2021 Week 4 Research Journal
Summary
This week I was split between paper writing and looking in to multiple systolic arrays and how they’re used. I also expand a bit on a theme that’s come up in the last two weeks of time co-op.
Using Glenside for Layout Exploration
I’m working on writing up Glenside into a paper that will at least go on Arxiv. I don’t currently have a good evaluation plan for the paper, though. That’s partly why I’m planning on submitting it to Arxiv; without an eval, it feels like a project without a point. The paper will be more of an experience report than anything else.
It’s not like Glenside doesn’t do anything. It is a pretty interesting language for expressing tensor programs, and, among other things, has a clear way of conveying how tensors are iterated over, and the data layouts enabling those iteration schemes. This was important for Glenside’s original intention, as a language that would replace parts of tensor programs with equivalent hardware units. “Equivalent” here was defined as performing the same computation with the same input/output data layout. The problem is not that Glenside was useless; instead, the problem has been that the original idea itself isn’t so useful, as we basically have only one hardware unit to map in: a systolic array (matrix multiplier). So if we can find a way to repurpose Glenside’s strengths, then we’ll have an eval. To that end, I’ll brainstorm some ideas.
Layout Transformations
Glenside
understands layouts
very well,
and has a clear understanding
of how layouts
can be changed around.
One example of this
is the fact
that Glenside
discovers the im2col
transformation
by flattening
a tensor,
running it through
a systolic array,
and then reshaping it.
This is a vague notion right now,
so let’s try to flesh it out
with some questions.
What is the goal? Well, as usual, a generic goal is make things faster. How would we make things faster? Discovering more efficient data layouts automatically is potentially useful. But would we be doing codegen? Would we be using this to generate actual code? Part of the point of why this is hard is that generating the code for kernels is often done by hand, as automatically generated code is not as fast. This is why TVM’s scheduling language makes so much sense: it’s a good way to encode optimizations and separate them from the algorithm itself.

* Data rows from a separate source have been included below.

PR #574, opened 2018-06-19
Add PFAM regex in PyBEL assembler

cthoyt:
Also move PUBCHEM to a dictionary so its prettier when we add more


indra/assemblers/pybel_assembler.py
```diff
@@ -98,9 +98,7 @@ def __init__(self, stmts=None, name=None, description=None, version=None,
                   'namespace/swissprot/swissprot-20170725.belns',
             'IP': 'https://arty.scai.fraunhofer.de/artifactory/bel/'
                   'namespace/interpro/interpro-20170731.belns',
-            'FPLX': 'https://raw.githubusercontent.com/sorgerlab/famplex/'
```
cthoyt: Wait, noo! This was a mistake

PR #580, opened 2018-06-26
Update handling of Eidos and BBN ontologies

pagreene:
This adds the capability to get the BBN ontology, and also updates the handling of the Eidos ontology, and furthermore merges the two, as they are handled in nearly exactly the same way. Also includes the new/updated ontology rdfs.


bgyori:
This is great! Later we may want to change all entries in bbn_ontology.rdf to prepend the grounding with BBN (i.e. `http://...#BBN/...`). This is because in integrated applications multiple ontologies are loaded in a single hierarchy manager and the namespace for the Eidos and BBN ontologies are now shared. In practice this currently won't cause problems because the Eidos ontologies always use a prefix like UN.

PR #582, opened 2018-06-27
Sofia processor updates

bgyori:
This PR by @johnbachman updates the Sofia input processor to work with its latest output format, and extend the set of relations we extract.


bgyori:
Works perfectly, I just changed the subject polarity to be None by default instead of being assumed to be positive to match assumptions in other processors.

PR #586, opened 2018-06-28
New assembly filter for db refs.

pagreene:
Adds a new filter function to select statements based on their db refs.


bgyori:
I made a number of changes to make it work with the lists of scored groundings we get from Eidos.

PR #587, opened 2018-06-28
Add a couple more ontologies to cwms.

pagreene:
These came up when running the paragraph: "Education improves thinking. Thinking increases doubt. Doubt destabilizes the totalitarian government."

Words like "improves" and "destabilizes" don't strike me as exceptionally odd, or worth omitting, and the ontologies they are mapped to seem relevant.


bgyori:
Sure!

I guess, riffing off of that,
the question is:
can TVM optimize layouts?
How does it do it?
I found this
documentation,
which discusses
some of the layout optimization
that exists in TVM
at the moment.
This pass
is designed
to help conform
a program
to the layout
needed by hardware.
That’s the thing:
everything is determined
by the hardware
that already exists.
The hardware is built,
and we simply conform to it.
We could imagine
building a system
which suggests layouts
by minimizing layout transformations.
This is less directly useful
because the necessary kernels
may not actually exist.
A more useful system
might search for ways
to string together existing kernels (schedules),
but I suspect that,
for a specific hardware,
there are probably not that many versions
of the same kernel
to choose from
(i.e. for conv2d
,
there’s probably just one choice of layout
for a given piece of hardware.)
I posted to the TVM discuss forum. We’ll see if I get any helpful responses!
Multiple Systolic Arrays
Like last week, I want to understand when multiple systolic arrays make sense.

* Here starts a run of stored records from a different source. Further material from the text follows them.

PR #592, opened 2018-07-05
Get statement essentials only

pagreene:
This PR give users the option to get only some essential metadata of statements, allowing fast light-weight queries.


pagreene:
Fixes #595

PR #594, opened 2018-07-09
Create function to list the hierarchy relation of a statement.

pagreene:
This is a feature requested by someone in the lab, which seems useful and was easy to implement.


johnbachman:
Interesting. What's the use case?

PR #597, opened 2018-07-11
NewsAPI client

bgyori:
This PR adds a basic client for NewsAPI which allows searching recent news articles for any topic of interest.


pagreene:
Cool! Should we start reading some of these?

bgyori:
Yes! We should experiment a bit and see what we can get that might be useful.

This week, I have two goals related to this thread of research:
- Do some reading. I have a list of papers (SCALEsim, MAESTRO, Eyeriss) related to the topic that I want to start getting through.
- Do some hand-compilation. I need to go through the exercise of compiling a convolution, for example, to multiple systolic arrays in a hypothetical spatial arch.
See SCALE-sim notes.
What is hardware without a workload? It’s a question that has come up twice in the past two weeks. First, in so many words, in the time co-op I led last week, when Steven noted that we talk about hardware and software almost as if they’re divorced from the problem you’re trying to solve. My takeaway was the idea that a more holistic view of what we’re trying to do in the first place is always necessary. Then, again, in Bill’s time co-op session this week, when Bill used the phrase “application-specific number system,” and we needed clarification. The explanation: in his work, different computations in the algorithm are annotated with the number system they use (see FPBench/FPCore). The hardware and software concerns are rolled into a single representation.
This deserves its own post. I have lots of thoughts on the matter, but I imagine it’ll keep coming up, and I imagine it’ll be an important theme in my thesis.